Six different genes (Actin; TATA binding protein (Tbp); RNA Polymerase II Subunit A, (Polr2a); Glyceraldehyde 3-phosphate dehydrogenase, (Gapdh); ribosomal protein lateral stalk subunit P0, (Rplp0); and ribosomal protein L32, (Rpl32)) were tested and categorized according to their coefficient of variation to choose the best reference genes for accurate normalisation of data (Supplementary Figure S4). Target-gene mRNA levels were quantified according to the ΔCt method and using the two best reference genes (Polr2a and Tbp; see Supplementary Figure S4) as housekeeping genes. Data were represented as expression value relative to the average expression of the gene among samples.

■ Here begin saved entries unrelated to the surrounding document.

PR #69, opened 2019-04-05
 Nighthawk: add connection prefetching feature

oschaaf:
Enabling connection prefetching will cause the client to open the
requested amount of connections to the benchmark target before performing
the actual benchmark.

### DIFF
--- a/nighthawk/source/client/benchmark_client_impl.cc
+++ b/nighthawk/source/client/benchmark_client_impl.cc
@@ -33,11 +33,12 @@ BenchmarkClientHttpImpl::BenchmarkClientHttpImpl(Envoy::Api::Api& api,
                                                  Envoy::Stats::Store& store,
                                                  StatisticPtr&& connect_statistic,
                                                  StatisticPtr&& response_statistic, const Uri& uri,
-                                                 bool use_h2)
+                                                 bool use_h2, bool prefetch_connections)
     : api_(api), dispatcher_(dispatcher), store_(store),
       scope_(store_.createScope("client.benchmark.")),
       connect_statistic_(std::move(connect_statistic)),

4.14. Statistical Analyses

Statistical analyses were performed using Prism 7 (GraphPad Software) and Microsoft Excel (Microsoft Corporation) software. The number of biological replicates (n) reported in figure legends indicates the number of different primary cultures of hSOD1(WT) and hSOD1(G93A) astrocytes used in each experiment. Statistics was based on unpaired two-tailed Student’s t-test, non-parametric Mann–Whitney U test or Wilcoxon rank sum test, depending on the experiment, as indicated in the figure legends, with a p-value < 0.05 being always considered statistically significant.

5. Conclusions

Here we reported a global comparative analysis of the proteome and metabolite secretome of primary astrocytes derived from hSOD1(G93A) (a well-recognized ALS animal model) and hSOD1(WT) Tg mice (used as the control). Our results showed the alterations of proteome and secretome in ALS astrocytes. However, since most of the altered proteins are not metabolic enzymes, it is fair to recognize a limited correspondence between proteome alterations and secreted metabolome. Nonetheless, our findings support a possible correlation between altered proteome and secreted metabolome in GSH metabolism and signalling in hSOD1(G93A) astrocytes. Furthermore, the metabolism of FA and processes involving degradative processes mediated by the proteasome or by lysosomal pathways appear to be compromised in astrocytes derived from ALS mice. This metabolic and proteostatic imbalance may be responsible for altered astrocyte functions, prejudicing the interplay with neighboring neurons and contributing to neuronal death in ALS. To conclude, as already stated, our study on the here proposed ALS model highlighted metabolic and proteomic dysregulations that may underlie astrocyte-related mechanisms in ALS pathogenesis. Further studies in adult/ill ALS mice and in human ALS patients will be necessary to further validate such findings.